Silencing PinX1 potentiates the antitumor efficacy of radioimmunotherapy
Based on the PACIFIC study, concurrent chemoradiotherapy combined with durvalumab is the first-line treatment for locally advanced unresectable stage III NSCLC patients. To determine whether PinX1 affects the efficacy of radioimmunotherapy, several treatment regimens were performed on LLC-bearing C57BL/6 mice (Fig. 4A). For RT, a radiation dose of 10 Gy was given locally to the tumor (2 Gy /times, 1 time/d, five consecutive days) when the tumor volume was approximately 100 mm3 (about 7 days after injection). For ICB treatment, mice were intraperitoneally injected with anti-PD-L1 (200 μg/mouse) every three days when the tumor volume reaches approximately an average of 100 mm3. Radioimmunotherapy means a combination of RT and ICB treatment. Results showed that tumor growth in the shPinX1 + Anti-PD-L1 + IR group showed significant delay compared to that in the Anti-PD-L1 + IR group (p = 0.003) and shPinX1 + IR group (p = 0.006) (Fig. 4B, C).

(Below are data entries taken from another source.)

PR #471, opened 2019-05-13
PP 5100 Step towards using `@Valid` for validation of CreatePaymentRequest

danworth:
## WHAT YOU DID
To avoid large PR which would be harder to assure ourselves that behaviour hasn't changed this is another step towards replacing our validation approach with using `@Valid` java bean validation.

First commit
```
PP-5100 Introduce bean validation to CreateChargeRequest
    - Step towards removing validation from ValidateCreatePaymentRequest and to
    annotation based approach on CreatePaymentRequest. This now uses bean validation
    for `agreementId`.
    - Create ViolationExceptionMapper to create a PaymentError from the ConstraintViolation
    which will look for the api attribute name if it has a JsonProperty annotation.
    - As per existing PublicApi behaviour the ViolationExceptionMapper will return only
    the first exception, this can be changed later if we wish.
    - Add `@Valid` to the PaymentResource to begin validating the CreatePaymentRequest
    - Remove unit test PaymentRequestValidatorTest since this is covered within PaymentResourceAgreementIdValidationTest
```
Then building on this to move over some other basic attributes...
```
PP-5100 Migrate validation for create payment fields to @Valid strategy
    
    - Migrate amount, description, reference to validation under @Valid strategy
    - Remove from PaymentRequestValidator and associated tests since it is covered
    within PaymentsResourceAmountValidationTest
```

### DIFF
--- a/src/main/java/uk/gov/pay/api/exception/mapper/ViolationExceptionMapper.java
+++ b/src/main/java/uk/gov/pay/api/exception/mapper/ViolationExceptionMapper.java
@@ -1,0 +1,67 @@
+package uk.gov.pay.api.exception.mapper;
+
+import com.fasterxml.jackson.annotation.JsonProperty;
+import io.dropwizard.jersey.validation.JerseyViolationException;
+import org.slf4j.Logger;
+import org.slf4j.LoggerFactory;
+import uk.gov.pay.api.model.PaymentError;
+
+import javax.annotation.Priority;
+import javax.validation.ConstraintViolation;
+import javax.validation.Path;
+import javax.ws.rs.WebApplicationException;
+import javax.ws.rs.core.Response;
+import javax.ws.rs.ext.ExceptionMapper;
+import java.lang.reflect.Field;
+import java.util.Arrays;
+import java.util.Optional;
+
+import static uk.gov.pay.api.model.PaymentError.Code.CREATE_PAYMENT_VALIDATION_ERROR;
+
+@Priority(1)
+public class ViolationExceptionMapper implements ExceptionMapper<JerseyViolationException> {
+    private static final Logger LOGGER = LoggerFactory.getLogger(ViolationExceptionMapper.class);
+
+    @Override
+    public Response toResponse(JerseyViolationException exception) {
+        LOGGER.error(exception.getMessage());
+        ConstraintViolation<?> firstException = exception.getConstraintViolations().iterator().next();
+        String message = firstException.getMessage();
+        String fieldName = getApiFieldName(firstException);
+        PaymentError paymentError = PaymentError.aPaymentError(fieldName, CREATE_PAYMENT_VALIDATION_ERROR, message);
+
+        return Response.status(422)
+                .entity(paymentError)
+                .build();
+    }
+
+    private String getApiFieldName(ConstraintViolation<?> firstException) {
+        Field field = getField(firstException);
+        return getJacksonPropertyName(field).orElse(field.getName());
+    }
+
+    private Optional<String> getJacksonPropertyName(Field field) {
+        return Arrays.stream(field.getAnnotations())
+                .filter(annotation -> annotation instanceof JsonProperty)
+                .findFirst()
+                .map(annotation -> ((JsonProperty) annotation).value());
+    }
+    
+    private Field getField(ConstraintViolation<?> firstException) {
+        Class<?> leafBean = firstException.getLeafBean().getClass();
+        String fieldName = getFieldNameFromPath(firstException.getPropertyPath());
+        try {
+            return leafBean.getField(fieldName);
+        } catch (NoSuchFieldException e) {
+            LOGGER.error(String.format("Cannot process violation exception. " +
+                    "Field %s does not exist or is not public on class %s", fieldName, leafBean.toString()));
+            throw new WebApplicationException(e);
+        }
+    }
+    
+    private String getFieldNameFromPath(Path path) {
+        String[] pathParts = path.toString().split("\\.");
+        return pathParts[pathParts.length - 1];
+    }
+}
+
--- a/src/main/java/uk/gov/pay/api/model/CreatePaymentRequest.java
+++ b/src/main/java/uk/gov/pay/api/model/CreatePaymentRequest.java
@@ -6,8 +6,13 @@ import io.swagger.annotations.ApiModelProperty;
 import org.apache.commons.lang3.StringUtils;
 import uk.gov.pay.commons.model.charge.ExternalMetadata;
 
+import javax.validation.constraints.Max;
+import javax.validation.constraints.Min;
+import javax.validation.constraints.Size;
 import java.util.Optional;
 import java.util.StringJoiner;
+
+import static uk.gov.pay.api.validation.PaymentRequestValidator.AGREEMENT_ID_MAX_LENGTH;
 
 @ApiModel(value = "CreatePaymentRequest", description = "The Payment Request Payload")
 public class CreatePaymentRequest {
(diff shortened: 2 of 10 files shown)


src/main/java/uk/gov/pay/api/exception/mapper/ViolationExceptionMapper.java
```diff
@@ -0,0 +1,71 @@
...
+        }
+    }
+    
+    private String getLastElementOfPath(Path path) {
+        String[] pathParts = path.toString().split("\\.");
+        return pathParts[pathParts.length - 1];
+    }
+
+    private ConstraintViolation<?> getFirstException(ConstraintViolationException exception) {
+        return exception.getConstraintViolations().iterator().next();
```
oswaldquek: do you really need a method for this line?

oswaldquek: do you really need a method for this line?

src/main/java/uk/gov/pay/api/exception/mapper/ViolationExceptionMapper.java
```diff
@@ -0,0 +1,71 @@
...
+    private Optional<String> getJacksonPropertyName(Field field) {
+        return Arrays.stream(field.getAnnotations())
+                .filter(annotation -> annotation instanceof JsonProperty)
+                .findFirst()
+                .map(annotation -> ((JsonProperty) annotation).value());
+    }
+    
+    private Field getField(ConstraintViolation<?> firstException) {
+        Class<?> leafBean = firstException.getLeafBean().getClass();
+        String fieldName = getLastElementOfPath(firstException.getPropertyPath());
```
oswaldquek: Purely down to my unfamiliarity with the javax.validation API. Why is the last element of the path got here and not the first?

src/main/java/uk/gov/pay/api/exception/mapper/ViolationExceptionMapper.java
```diff
@@ -0,0 +1,71 @@
...
+        PaymentError paymentError = PaymentError.aPaymentError(fieldName, CREATE_PAYMENT_VALIDATION_ERROR, message);
+
+        return Response.status(422)
+                .entity(paymentError)
+                .build();
+    }
+
+    private String getApiFieldName(ConstraintViolation<?> firstException) {
+        Field field = getField(firstException);
+        return getJacksonPropertyName(field).orElse(field.getName());
```
oswaldquek: Why can't we simply return the `field.getName`; why do we have to get the jackson property name?

src/main/java/uk/gov/pay/api/model/CreatePaymentRequest.java
```diff
@@ -29,12 +38,23 @@
     public static final String PREFILLED_ADDRESS_CITY_FIELD_NAME = "city";
     public static final String PREFILLED_ADDRESS_POSTCODE_FIELD_NAME = "postcode";
     public static final String PREFILLED_ADDRESS_COUNTRY_FIELD_NAME = "country";
+    
+    @Min(value = AMOUNT_MIN_VALUE, message = "Must be greater than or equal to {value}")
```
oswaldquek: Shouldn't `AMOUNT_MIN_VALUE` be defined in this class (CreatePaymentRequest) rather than PaymentRequestValidator? My understanding is that PaymentRequestValidator will be deprecated.

oswaldquek: Same for AMOUNT_MAX_VALUE, REFERENCE_MAX_LENGTH, DESCRIPTION_MAX_LENGTH and AGREEMENT_ID_MAX_LENGTH.

src/test/java/uk/gov/pay/api/it/validation/PaymentsResourceAmountValidationITest.java
```diff
@@ -48,6 +48,29 @@ public void createPayment_responseWith422_whenAmountIsNegative() throws IOExcept
...
 
+    @Test
+    public void createPayment_responseWith422_whenAmountIsLessThanMin() throws IOException {
+
+        String payload = "{" +
+                "  \"amount\" : 0," +
+                "  \"reference\" : \"Some reference\"," +
+                "  \"description\" : \"Some description\"," +
+                "  \"return_url\" : \"https://somewhere.gov.uk/rainbow/1\"" +
+                "}";
```
oswaldquek: Personally I'd prefer something like https://github.com/alphagov/pay-connector/blob/037141a1da79e72eb365ea950328668eaed7497a/src/test/java/uk/gov/pay/connector/it/resources/CreateGatewayAccountResourceTest.java#L49-L54 but the way it's done currently (by writing out the json explicitly) is still readable for now.

src/main/java/uk/gov/pay/api/exception/mapper/ViolationExceptionMapper.java
danworth: That's because in the error message we want to use the name used in the api/json request and not just the name of the field on the class, e.g. returning `return_url` and not `returnUrl`. This will look for `@JsonProperty` e.g.  `@JsonProperty("return_url")` on the field which has failed validation and use that if it exists.

src/test/java/uk/gov/pay/api/it/validation/PaymentsResourceAmountValidationITest.java
danworth: Happy to make improvements but will keep them in separate PRs to avoid too much change within the tests we're relying on as we go. I'll look at this again when I come to clean up at the end if you don't mind.

src/main/java/uk/gov/pay/api/exception/mapper/ViolationExceptionMapper.java
danworth: The last element is the field name, the path will look something like `CreatePaymentRequest.amount` or `CreatePaymentRequest.returnUrl`. Since it isn't clear, perhaps I'll rename this `getFieldNameFromPath`?

oswaldquek: `getFieldNameFromPath` would be clearer. You'd still be doing `pathParts[pathParts.length - 1]` to get this though; I wouldn't be averse to writing a short comment to make it clear why we're doing this. Unfortunately this is a side effect of using reflection....anything goes!

src/main/java/uk/gov/pay/api/exception/mapper/ViolationExceptionMapper.java
oswaldquek: 👍

src/test/java/uk/gov/pay/api/it/validation/PaymentsResourceAmountValidationITest.java
oswaldquek: Yeah, no need to make the improvement now. I think most of these validation tests can be collapsed but it should be done separately from this PR.

src/main/java/uk/gov/pay/api/exception/mapper/ViolationExceptionMapper.java
danworth: Trying out ideas from reading 'Clean Code' which promotes the idea of small methods with everything in a method being of a similar logical level. Since the contents of `getFirstException` deals with `iterator().next()` its a level much lower than the other code within `toResponse()` and I believe it keeps reading `toResponse` cleaner, so I think it makes sense to put in it's own method. Unless you feel strongly I'd like to keep it but welcome the discussion.

oswaldquek: I do agree with that idea, especially when the method names describe what is being done, e.g. `getField` and `getJacksonPropertyName` but my view is that if something is perfectly readable, extracting into methods can lead to unreadability. `ConstraintViolation<?> firstException = exception.getConstraintViolations().iterator().next();` isn't hard to understand at all. It's like saying `String s = list.get(0)` can be extracted to `String s = getFirstElement(list)`...

danworth: Ok I've removed the method. I still like the idea of keeping the contents of methods at the same conceptual level and even though something maybe simple to understand, as it is in this case, it can still add to the clutter and cognitive load when first understanding what a method is doing. Using even small single line methods keeps the lower level implementation available for any reader who wishes to know more. Maybe its a case of when we're reviewing we need to know exactly how something works and so want to see the implementation immediately and not dig deeper for it, whilst a later reader might be happy to know the flow of a given method and go deeper as and when needed.

I entirely agree with your point about needlessly heavily nested methods diminishing readability and I've felt this frustration myself, so on balance and since you feel strongly I have removed it, thanks for the discussion, it certainly helps me be more considerate of how people read my code and hopefully strike a better balance 👍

Silencing PinX1 potentiates the antitumor efficacy of radioimmunotherapy. A Experimental schedule of varied treatment regimens for LLC tumor-bearing mice. B Representative photos of tumor xenografts 14 days after the initiation of IR. C Tumor volume of xenografts was shown in the graphs. Two-way ANOVA with Tukey’s multiple comparison was conducted for tumor volume analysis with GraphPad Prism 8.0.2. n = 5 mice/group. D, E Representative flow cytometry staining and frequencies of total CD8+/CD3+ cells in tumors. n = 5 mice/group. F, G Representative flow cytometry staining and frequencies of PD-1+ Tim-3+/CD8+ T cells in tumors. n = 5 mice/group. H–J. Representative flow cytometry staining and frequencies of CD86+CD206−/CD45+F4/80+CD11b+ cells and CD86−CD206+/CD45+F4/80+CD11b+ cells cells in tumors. n = 5 mice/group. Data are presented as the mean ± standard deviation. *: p < 0.05, **: p < 0.01, ***:p < 0.001, ****:p < 0.0001
Next, we explored the effects of the above treatments on the TIME. Compared to radioimmunotherapy alone, silencing PinX1 combined with radioimmunotherapy significantly increased the infiltration of CD8+ T cells in tumor tissues (p = 0.0376) (Fig. 4D, E). In addition, the percentage of exhausted CD8+T cells in the shPinX1 combined with radioimmunotherapy group was much lower in compared with the IR + anti-PD-L1 group(p = 0.0481) or IR + shPinX1 group(p = 0.0212) in tumor tissues(Fig. 4F, G). Moreover, we detected that in tumor tissues, the proportion of M1-like macrophages was significantly increased in the shPinX1 + Anti-PD-L1 + IR group compared to either the Anti-PD-L1 + IR group (p < 0.0001) or the shPinX1 + IR group (p < 0.0001), whereas the proportion of M2-like macrophages was markedly decreased in the shPinX1 + Anti-PD-L1 + IR group compared to the Anti-PD-L1 + IR group (p = 0.0153), which suggests that shPinX1 combined with radioimmunotherapy may be involved in the reprogramming of macrophages from M2-type to M1-type (Fig. 4H–J). Interestingly, shPinX1 conbined with radioimmunotherapy group decreased the percentage of regulatory T cells and increased the percentage of IFN-γ+ CD8+ T cells in spleen tissues, and increased the percentage of dendritic cells (DCs) in PB (Additional file 3: Fig. S3A–E). These results suggested that silencing PinX1 combined with IR significantly improved the TIME and contributed to antitumor responses of radioimmunotherapy.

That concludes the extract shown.